# story edgar sawtelle



## jake (Sep 11, 2004)

just bought and on about page 20.Seems to be a fiction book not specifically about GSD but about dog communication/breeding for focus and maybe a book for all us GSD lovers. Will foolow up as I read.Anyone out there read it?


----------



## Skye'sMom (Jul 11, 2004)

So have you finished it? Don't give anything away, except did you enjoy the book - I will be reading it later this week.

Thanks.


----------



## jake (Sep 11, 2004)

Long book-haven't finished it yet but LOVE it-look at cover dog breed unspecified but cover sure looks like GSD and if you read book with the idea that the dog in the story is your dog OH MY great !!!Love the parts written from Almondine (dog)point of view


----------



## jake (Sep 11, 2004)

*Re: sawtelle-OUTSTANDING*

Halfway through-have to admit for the first time in a long time I am going back to reread sections-and just DO NOT want book to end.If you love dogs you need to read this book-it is not about people but looking at it and thinking it isw about the whole dog/human relationship and even better kinda talks about dogs responses NOT controlled/affected by people!BUY IT!!!


----------



## lucasmom (Jan 11, 2005)

*Re: sawtelle-OUTSTANDING*

Just finished this book and I must say it was the BEST book I have read in a very long time. I did not want it to end. Very rarely do I ever read a book twice but this one is the exception. Thanks for the recommendation, I will be passing this one on to a couple of dog loving friends for sure.


----------



## jake (Sep 11, 2004)

*Re: sawtelle-OUTSTANDING*

Any GSD lover or any dog lover please read this book-many things make you rethink what a dog/human relationship COULD BE!!


----------



## Skye'sMom (Jul 11, 2004)

*Re: sawtelle-OUTSTANDING*

I'm about a third of the way through it. I can't decide if I want to hurry and read it all or never have it end.
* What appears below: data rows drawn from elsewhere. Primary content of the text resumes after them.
PR #2679, opened 2026-07-31
fix(acp): recover stale foreground turn on replace

### LINKED ISSUE #1936: Hermes ACP follow-up can fail with “A foreground turn is already active” and leave confusing agent state
## Problem

When a Hermes/ACP-backed agent is still processing a foreground turn, sending a follow-up prompt through Paseo can fail with:

```text
A foreground turn is already active
```

In the observed run, the failed follow-up left the agent in an error/closed path while a replacement agent was needed. This is hard to reason about because Paseo metadata can look stale even while daemon logs show provider stream activity.

## Why this matters

The user flow was: create a Hermes planning agent, then try to send a follow-up instruction before accepting the plan. The follow-up was not queued and failed with a system error. A user watching the UI cannot easily tell whether the agent is still doing background/provider work, whether Paseo is stale, or whether it is safe to send another prompt.

Expected behavior could be one of these, but it should be explicit and non-destructive:

- Queue the follow-up until the active foreground turn completes.
- Reject immediately with a clear “agent is busy, retry later” response without moving the agent into an error path.
- Expose a clear busy/foreground-turn-active state in agent metadata/UI so automation does not send a prompt into the active turn.

## Observed evidence

Daemon log stack from the failure:

```text
Error: A foreground turn is already active
    at ACPAgentSession.startTurn (.../server/agent/providers/acp-agent.js:874:19)
    at Object.startTurn (.../server/agent/provider-registry.js:192:47)
    at AgentManager.streamForwarder (.../server/agent/agent-manager.js:1153:52)
    at .../server/agent/agent-prompt.js:32:30
    at startAgentRun (.../server/agent/agent-prompt.js:50:7)
    at sendPromptToAgent (.../server/agent/agent-prompt.js:119:12)
    at .../server/agent/tools/paseo-tools.js:1106:9
```

Related structured log line:

```json
{
  "module": "agent",
  "component": "agent-manager",
  "provider": "hermes",
  "lifecycle": "error",
  "activeForegroundTurnId": null,
  "error": "A foreground turn is already active",
  "msg": "handleStreamEvent: turn_failed"
}
```

A nearby runtime metric also showed active stream activity for the replacement Hermes agent even though normal agent-list metadata did not make that progress obvious:

```json
{
  "outboundAgentStreamTypesTop": [["timeline:tool_call", 48]],
  "outboundAgentStreamAgentsTop": [["<replacement-agent-id>", 48]],
  "agents": { "byLifecycle": { "idle": 11, "error": 1, "running": 1 }, "withActiveForegroundTurn": 1 }
}
```

## Repro shape

1. Create a Hermes/ACP-backed agent in a workspace.
2. Start a long foreground turn.
3. Before that turn finishes, send a follow-up prompt to the same agent using Paseo tooling or UI.
4. Observe that the follow-up can fail with `A foreground turn is already active` instead of being queued or cleanly rejected as “busy.”
5. Observe that agent status/metadata may be confusing: the user may see stale `updatedAt`, error state, or no clear indication that provider-side work is still active.

## Suggested fix direction

The issue appears to be in the foreground-turn gate around `ACPAgentSession.startTurn` and the prompt path through `sendPromptToAgent`/`agent-prompt`. A minimal fix might be to detect an active foreground turn before invoking `startTurn`, then return a typed busy response to callers. A fuller fix would queue the follow-up or expose `foregroundTurnActive` in agent metadata so watchdogs and UI clients can avoid unsafe prompt injection.

## Environment notes

- Paseo desktop user agent observed in daemon logs: `Paseo/0.1.103` on macOS.
- Provider path involved: Hermes / ACP.
- This report is based on local daemon logs and live agent metadata from a real run.

## Existing issue search

Searched open and closed issues in `getpaseo/paseo` for:

- `"A foreground turn is already active"`
- `"foreground turn"`
- `ACPAgentSession startTurn hermes`
- `Hermes ACP foreground turn active activeForegroundTurnId`

No matching issues were found.

## AI disclosure

Prepared with AI assistance from Codex in a local agent harness, using the GitHub and Paseo connectors. The underlying evidence came from local Paseo daemon logs and live agent metadata observed during the run.

rinseaid:
## Problem

If a provider acknowledges cancellation but never emits a terminal turn event, Paseo force-cancels its manager-side run after the timeout. The provider session can still retain its foreground turn. The next replacement prompt then fails with `A foreground turn is already active`.

## Fix

After that forced cancellation path, reload the agent session before starting the replacement prompt. Reloading resumes the persisted provider session while retaining the Paseo agent, timeline, labels, and workspace. Normal cancellations keep their existing result shape and do not reload.

## Regression coverage

The test models a provider that accepts cancellation, omits the terminal event, and rejects another foreground turn. It verifies that Paseo closes the stale session, resumes a replacement session, and completes the queued replacement prompt.

## Validation

- `npx vitest run src/server/agent/agent-manager.test.ts`
- `npm run lint -- packages/server/src/server/agent/agent-manager.ts packages/server/src/server/agent/agent-manager.test.ts`
- `npm run format:check:files -- packages/server/src/server/agent/agent-manager.ts packages/server/src/server/agent/agent-manager.test.ts`

Fixes #1936

### DIFF
--- a/packages/server/src/server/agent/agent-manager.test.ts
+++ b/packages/server/src/server/agent/agent-manager.test.ts
@@ -879,7 +879,7 @@ test("reload leaves a closed durable snapshot when shutdown starts during the sw
   }
 });
 
-test("reload closes both sessions when the closed snapshot cannot be persisted", async () => {
+test("reload retains the existing session when the closed snapshot cannot be persisted", async () => {
   const workdir = mkdtempSync(join(tmpdir(), "agent-manager-reload-persist-failure-test-"));
   const storagePath = join(workdir, "agents");
   const storage = new AgentStorage(storagePath, logger);
@@ -906,8 +906,6 @@ test("reload closes both sessions when the closed snapshot cannot be persisted",
     writeFileSync(storagePath, "blocks the storage directory");
 
     const reload = manager.reloadAgentSession(agentId).catch((error: unknown) => error);
-    await client.waitForCloseToStart();
-    client.finishClosing();
 
     expect(await reload).toBeInstanceOf(Error);
     await manager.flushForShutdown();
@@ -915,9 +913,9 @@ test("reload closes both sessions when the closed snapshot cannot be persisted",
       agents: manager.listAgents(),
       originalSessionClosed: client.originalSessionClosed,
       replacementSessionClosed: client.replacementSessionClosed,
-    }).toEqual({
-      agents: [],
-      originalSessionClosed: true,
+    }).toMatchObject({
+      agents: [{ id: agentId, lifecycle: "idle" }],
+      originalSessionClosed: false,
       replacementSessionClosed: true,
     });
   } finally {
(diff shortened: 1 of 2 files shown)


boudra:
Closing in favor of the recovery implementation in open [#4041](https://github.com/getpaseo/paseo/pull/4041).

PR #2730, opened 2026-08-01
fix(app): make selectors keyboard searchable

### LINKED ISSUE #2726: bug: host pickers are never searchable — search is gated behind an unreachable 10-host threshold
### What's broken

None of the host pickers are searchable, while every picker next to them is — project, starting ref, provider, model, and thinking effort all let you type to filter.

This is not a missing feature so much as an unreachable one: `HostPicker` already implements search, but it is gated behind two conditions that can never both hold in practice.

`packages/app/src/components/hosts/host-picker.tsx`:

```ts
const SEARCHABLE_THRESHOLD = 10;
...
const isSearchable = searchable === true && orderedHosts.length > SEARCHABLE_THRESHOLD;
```

The `searchable` prop has no default, so it is `undefined` unless a call site opts in. Only one of the four call sites does:

| Call site | `searchable` |
| --- | --- |
| `components/left-sidebar.tsx:439` (sidebar footer host picker) | `searchable` (true) |
| `screens/settings-screen.tsx:914` (Settings → switch host) | `false` |
| `screens/new-workspace-screen.tsx:1395` (new-workspace Host badge) | `false` |
| `components/hosts/host-filter.tsx:64` (Filter by host) | `false` |
| `components/schedules/schedule-form-sheet.tsx:718` (schedule Host field) | `false` |

So three of the pickers can never search, and the one that opts in also needs more than 10 hosts before the field appears. With a realistic number of hosts (I have 5) the search field never renders anywhere.

For contrast, the standalone host chooser modal (`src/hosts/host-chooser.tsx`) always shows a search box and matches on both label and serverId — so the app is already inconsistent with itself about whether host lists deserve search.

### Steps to reproduce

1. Add 4 or more hosts (Settings → Hosts).
2. Open any host picker: the sidebar footer host button, Settings → switch host, the Host badge in the new-workspace composer, or the "Filter by host" control on the Sessions/Schedules screens.
3. Try to type to narrow the list.

Expected: a "Search hosts" field, as in the project and starting-ref pickers right next to it.
Actual: no search field; the only way to pick a host is to scan the list visually.

### Where did this happen

Desktop (Electron), and the same code path runs on web and mobile.

### Paseo version

0.2.5

### OS version

NixOS (Linux 6.18)

### Agent provider

Not relevant

### Anything else

I have a fix and will open a PR linking this issue.

colonelpanic8:
Fixes #2726

## Problem

Selector searchability was controlled independently by wrappers, call sites, and option-count thresholds. `Combobox` already defaults to searchable, but:

- `HostPicker` only enabled search when explicitly opted in and more than 10 hosts existed.
- `SelectField` defaulted search off.
- Provider, thinking effort, and schedule mode selectors only enabled search above six options.
- Compact thinking effort, workspace tabs, cadence, isolation, and import-provider selectors explicitly disabled search.

That made keyboard filtering depend on the surface and option count. In particular, normal thinking-effort lists were too short to cross the threshold.

## Change

- Make `SelectField` searchable by default, matching `Combobox`.
- Remove all product-level `searchable={false}` overrides and option-count search thresholds.
- Make host pickers unconditionally searchable and remove their opt-out prop.
- Keep host action rows such as **Add host** and **Enable built-in daemon** visible while filtering, after matched hosts.
- Match host search against both label and server ID through the shared combobox scorer.
- Prevent isolated E2E daemons from inheriting the developer daemon's `PASEO_PASSWORD`; tests can still opt into password auth explicitly.

Every option-list `Combobox` and `SelectField` in the app is now keyboard searchable regardless of list length. The low-level primitives still support `searchable={false}` if a non-product use needs it later.

## Tests

- Extended the existing two-host new-workspace browser case to type into host search, verify the non-match disappears, and select the match.
- Extended the Codex controls browser case to search a normal short thinking-effort list for **Extra high** and verify **Low** is filtered out.
- Added unit coverage proving always-visible host actions remain after filtered matches.

## QA

Local checks:

```text
npm run format
npm run typecheck
npm run lint -- <changed files>
npx vitest run packages/app/src/components/ui/combobox-options.test.ts --bail=1
npm run test:e2e --workspace=@getpaseo/app -- \
  e2e/browser/new-workspace-codex-mode-preferences.spec.ts \
  --grep "keeps Full Access"

Test Files  1 passed (1)
Tests      16 passed (16)
Playwright 1 passed (1)
```

The first local Playwright attempt exposed that Paseo-hosted shells pass `PASEO_PASSWORD` to child processes. The isolated E2E daemon inherited it while its seed client intentionally connected without credentials, so fixture setup timed out. The harness now removes inherited password auth, and the targeted effort-search case passes without unsetting the parent environment. The local run used the Nix-packaged browser and CI-pinned Codex 0.105. Mobile bottom-sheet behavior was not exercised locally.

### DIFF
--- a/packages/app/e2e/browser/new-workspace-codex-mode-preferences.spec.ts
+++ b/packages/app/e2e/browser/new-workspace-codex-mode-preferences.spec.ts
@@ -114,6 +114,12 @@ async function expectThinkingOptionsFit(page: Page): Promise<void> {
   await expect(popup).toBeVisible({ timeout: 10_000 });
   await expectNoTruncation(popup);
 
+  const searchInput = popup.getByPlaceholder("Search...");
+  await expect(searchInput).toBeVisible();
+  await searchInput.fill("Extra high");
+  await expect(popup.getByText("Extra high", { exact: true })).toBeVisible();
+  await expect(popup.getByText("Low", { exact: true })).toHaveCount(0);
+
   await page.keyboard.press("Escape");
   await expect(page.getByTestId("combobox-desktop-container")).toHaveCount(0, { timeout: 5_000 });
 }
--- a/packages/app/e2e/browser/new-workspace.spec.ts
+++ b/packages/app/e2e/browser/new-workspace.spec.ts
@@ -280,6 +280,10 @@ test.describe("New workspace flow", () => {
       await page.keyboard.press("Escape");
 
       await page.getByTestId("host-picker-trigger").click();
+      await page.getByPlaceholder("Search hosts").fill("Empty");
+      await expect(
+        page.getByTestId(`new-workspace-host-picker-option-${primaryServerId}`),
+      ).toHaveCount(0);
       await page.getByTestId(`new-workspace-host-picker-option-${emptyServerId}`).click();
       await expect(projectTrigger).toContainText("Choose project");
       await projectTrigger.click();
--- a/packages/app/e2e/support/helpers/isolated-host-daemon.ts
+++ b/packages/app/e2e/support/helpers/isolated-host-daemon.ts
@@ -161,6 +161,9 @@ export async function startIsolatedHostDaemon(
       cwd: serverDir,
       env: withDisabledE2ESpeechEnv({
         ...process.env,
+        // Test hosts must not inherit auth from the developer's daemon. A test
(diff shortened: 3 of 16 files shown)


boudra:

PR #2732, opened 2026-08-01
fix(server): retain and reap owned provider helper processes

timigod:
## Outcome

Makes managed OpenCode helper ownership durable across startup, shutdown races, daemon crashes, and retryable cleanup failures without overstating the OS-level ownership boundary.

## Changes

- retains exited OpenCode generations until cleanup succeeds or durable retry state is written
- rejects unresolved readiness when startup is terminated and prevents late exec confirmation from reviving it
- serializes managed-process ledger writes and persists captured identity after transient initial-write failures
- scopes bootstrap reconciliation and every retry to the fixed set of ledger records captured before daemon construction; helpers recorded later are never included
- lifecycle-owns the initial ledger read and active stale reap, propagates cancellation through supported file/process operations, and joins reconciliation during daemon shutdown
- prevents stopped daemons from mutating the ledger or racing a replacement daemon after delayed list/reap work completes
- joins uncancellable positive-PID tree-kill callbacks before abort completes and removes abort listeners on every callback, failure, and abort path
- disables cleanup retry timers for every OpenCode generation entering manager shutdown while preserving incomplete cleanup in the durable ledger
- contains reconciliation scheduler and canceller failures, consumes tracked promise rejections, and continues later daemon teardown
- makes the real POSIX fixture persist the escaped child PID before IPC and clean both owner and escaped processes even when setup fails early
- uses the original direct child handle for live Windows cleanup
- documents that POSIX `setsid` descendants and Windows descendants after leader exit require stronger OS supervision primitives
- integrates current `main` while preserving upstream `baseEnv`, runtime and launch environment overlays, relay runtime lifecycle, and the final generated managed identity-token overlay
- removes the local-only patch manifest from the upstream diff

## Verification

- latest race-focused run: 48 passed, 5 platform-skipped across 3 test files
- prior integrated focused run: 65 passed, 5 platform-skipped across 5 test files
- server/client/protocol/relay/CLI build stack passed on Node 24
- full workspace typecheck passed
- repository lint passed with zero findings
- repository format check passed
- branch-delta diff check passed
- final commit hooks passed

Exact integrated head: 35fe90bce7f0cafb09dc864230943e1c4424b2fa
Shutdown-race repair commit: 35fe90bce7f0cafb09dc864230943e1c4424b2fa
Lifecycle repair commit: 8233f2bd30dc73446b9fe485d5f9d12d69d2c98c
Repair-first commit: dd256d075789f02bc40ebeaaf6fc3081f549b20c
Integrated current main: 70ed70d36e2eabd3876a22931954319ec202c902
Official stable base: v0.2.5 / 6fc491e6220fba6543bbbe4bf1b1f58cfe59228b

This PR remains draft pending independent review and Windows CI coverage.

Wonderful book - thanks for recommending it!

Difficult to believe this is the author's first book.


----------



## Skye'sMom (Jul 11, 2004)

*Re: sawtelle-OUTSTANDING*

Forgot to come back and post about Edgar Sawtelle. That was one amazing book and had some interesting insights into both dogs and humans. I will definitely read it again down the road.

The OP also recommended Racing in the Rain - I have to say, this one really got to me. I thoroughly enjoyed this book and the way it celebrated Enzo's life, as told by him.

I passed this book on to my mom. My stepfather died just 6 months ago, so I gave her an idea of the story, so she would be prepared.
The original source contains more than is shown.